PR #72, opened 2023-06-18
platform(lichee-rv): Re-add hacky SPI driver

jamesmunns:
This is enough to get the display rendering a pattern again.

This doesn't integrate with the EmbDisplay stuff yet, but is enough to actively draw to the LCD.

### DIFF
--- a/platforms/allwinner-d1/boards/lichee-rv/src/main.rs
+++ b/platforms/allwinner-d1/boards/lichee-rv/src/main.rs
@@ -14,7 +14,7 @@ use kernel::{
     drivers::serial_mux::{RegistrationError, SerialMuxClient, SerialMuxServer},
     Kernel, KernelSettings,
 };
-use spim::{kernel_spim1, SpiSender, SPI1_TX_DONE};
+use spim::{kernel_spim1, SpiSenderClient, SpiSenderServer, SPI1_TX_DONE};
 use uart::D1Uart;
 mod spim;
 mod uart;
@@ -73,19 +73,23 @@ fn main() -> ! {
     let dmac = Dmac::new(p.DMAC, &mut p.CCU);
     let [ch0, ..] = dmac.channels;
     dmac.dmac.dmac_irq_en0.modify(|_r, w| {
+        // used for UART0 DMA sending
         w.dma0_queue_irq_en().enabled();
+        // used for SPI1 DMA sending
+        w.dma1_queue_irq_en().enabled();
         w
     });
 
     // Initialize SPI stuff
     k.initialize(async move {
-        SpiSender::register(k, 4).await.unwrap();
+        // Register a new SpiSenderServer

--

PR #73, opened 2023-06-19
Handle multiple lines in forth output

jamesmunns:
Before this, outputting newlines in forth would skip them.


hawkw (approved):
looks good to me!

--

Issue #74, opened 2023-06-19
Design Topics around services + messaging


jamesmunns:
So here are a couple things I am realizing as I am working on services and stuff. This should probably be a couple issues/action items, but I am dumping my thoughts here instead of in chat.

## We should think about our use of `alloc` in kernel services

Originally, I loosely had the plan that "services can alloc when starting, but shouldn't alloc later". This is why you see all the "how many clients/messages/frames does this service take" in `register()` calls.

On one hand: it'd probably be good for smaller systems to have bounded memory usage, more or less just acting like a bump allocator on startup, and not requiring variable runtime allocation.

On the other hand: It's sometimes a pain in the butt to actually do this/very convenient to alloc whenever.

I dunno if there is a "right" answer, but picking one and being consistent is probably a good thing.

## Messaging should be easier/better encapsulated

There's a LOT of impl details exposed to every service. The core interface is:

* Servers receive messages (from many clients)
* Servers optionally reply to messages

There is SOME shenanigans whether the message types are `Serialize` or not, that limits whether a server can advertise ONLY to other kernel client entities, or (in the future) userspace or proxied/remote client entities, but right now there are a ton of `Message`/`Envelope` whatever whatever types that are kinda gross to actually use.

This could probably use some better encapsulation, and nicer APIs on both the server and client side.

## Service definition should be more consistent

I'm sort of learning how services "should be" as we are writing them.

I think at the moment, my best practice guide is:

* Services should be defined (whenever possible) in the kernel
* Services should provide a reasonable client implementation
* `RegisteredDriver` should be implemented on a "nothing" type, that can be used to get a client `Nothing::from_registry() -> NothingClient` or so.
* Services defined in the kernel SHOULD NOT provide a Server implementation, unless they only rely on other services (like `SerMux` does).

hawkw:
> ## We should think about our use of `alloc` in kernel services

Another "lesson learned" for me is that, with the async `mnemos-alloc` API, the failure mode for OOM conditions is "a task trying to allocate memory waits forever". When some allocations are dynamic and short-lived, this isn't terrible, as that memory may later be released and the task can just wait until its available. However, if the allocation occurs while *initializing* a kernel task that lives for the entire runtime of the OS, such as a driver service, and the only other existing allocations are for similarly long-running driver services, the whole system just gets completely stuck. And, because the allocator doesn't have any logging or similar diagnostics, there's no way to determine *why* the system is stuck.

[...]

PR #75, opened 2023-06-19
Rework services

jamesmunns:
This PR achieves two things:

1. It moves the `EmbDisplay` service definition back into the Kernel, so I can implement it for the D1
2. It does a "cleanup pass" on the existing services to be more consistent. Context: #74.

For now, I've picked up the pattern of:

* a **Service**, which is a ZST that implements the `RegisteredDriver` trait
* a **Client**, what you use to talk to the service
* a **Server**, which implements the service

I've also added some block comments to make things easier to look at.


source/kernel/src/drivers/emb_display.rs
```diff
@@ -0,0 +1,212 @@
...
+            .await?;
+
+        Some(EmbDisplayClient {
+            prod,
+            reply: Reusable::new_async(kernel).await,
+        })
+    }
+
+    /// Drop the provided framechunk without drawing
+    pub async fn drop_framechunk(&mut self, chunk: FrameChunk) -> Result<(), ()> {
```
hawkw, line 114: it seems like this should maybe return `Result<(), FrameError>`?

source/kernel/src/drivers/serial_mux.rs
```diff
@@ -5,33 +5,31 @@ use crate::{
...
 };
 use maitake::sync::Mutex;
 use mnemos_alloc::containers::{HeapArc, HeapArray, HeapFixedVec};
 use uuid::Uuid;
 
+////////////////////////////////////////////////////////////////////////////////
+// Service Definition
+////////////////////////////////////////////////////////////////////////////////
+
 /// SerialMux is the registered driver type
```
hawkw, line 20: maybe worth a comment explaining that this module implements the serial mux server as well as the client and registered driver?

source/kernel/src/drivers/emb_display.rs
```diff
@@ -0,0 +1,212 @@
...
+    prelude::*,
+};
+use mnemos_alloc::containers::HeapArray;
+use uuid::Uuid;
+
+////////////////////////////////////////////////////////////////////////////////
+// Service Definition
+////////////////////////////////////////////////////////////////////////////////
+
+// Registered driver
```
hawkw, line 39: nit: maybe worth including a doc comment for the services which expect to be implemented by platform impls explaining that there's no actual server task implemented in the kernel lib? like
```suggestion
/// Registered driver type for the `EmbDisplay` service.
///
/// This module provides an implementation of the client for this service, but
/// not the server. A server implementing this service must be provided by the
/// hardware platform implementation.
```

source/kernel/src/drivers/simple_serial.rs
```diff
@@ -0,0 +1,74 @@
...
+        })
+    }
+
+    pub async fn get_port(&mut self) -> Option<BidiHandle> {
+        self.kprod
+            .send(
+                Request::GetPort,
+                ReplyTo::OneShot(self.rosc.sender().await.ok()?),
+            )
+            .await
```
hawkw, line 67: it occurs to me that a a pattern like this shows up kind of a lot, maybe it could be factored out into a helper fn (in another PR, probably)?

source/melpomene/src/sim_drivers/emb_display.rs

### Directions:
Only the lines from the one containing "reasonable client implementation" through the one containing "should be implemented" are to be retyped, both boundary lines included, with no other material.

### Answer below:
* Services should provide a reasonable client implementation
* `RegisteredDriver` should be implemented on a "nothing" type, that can be used to get a client `Nothing::from_registry() -> NothingClient` or so.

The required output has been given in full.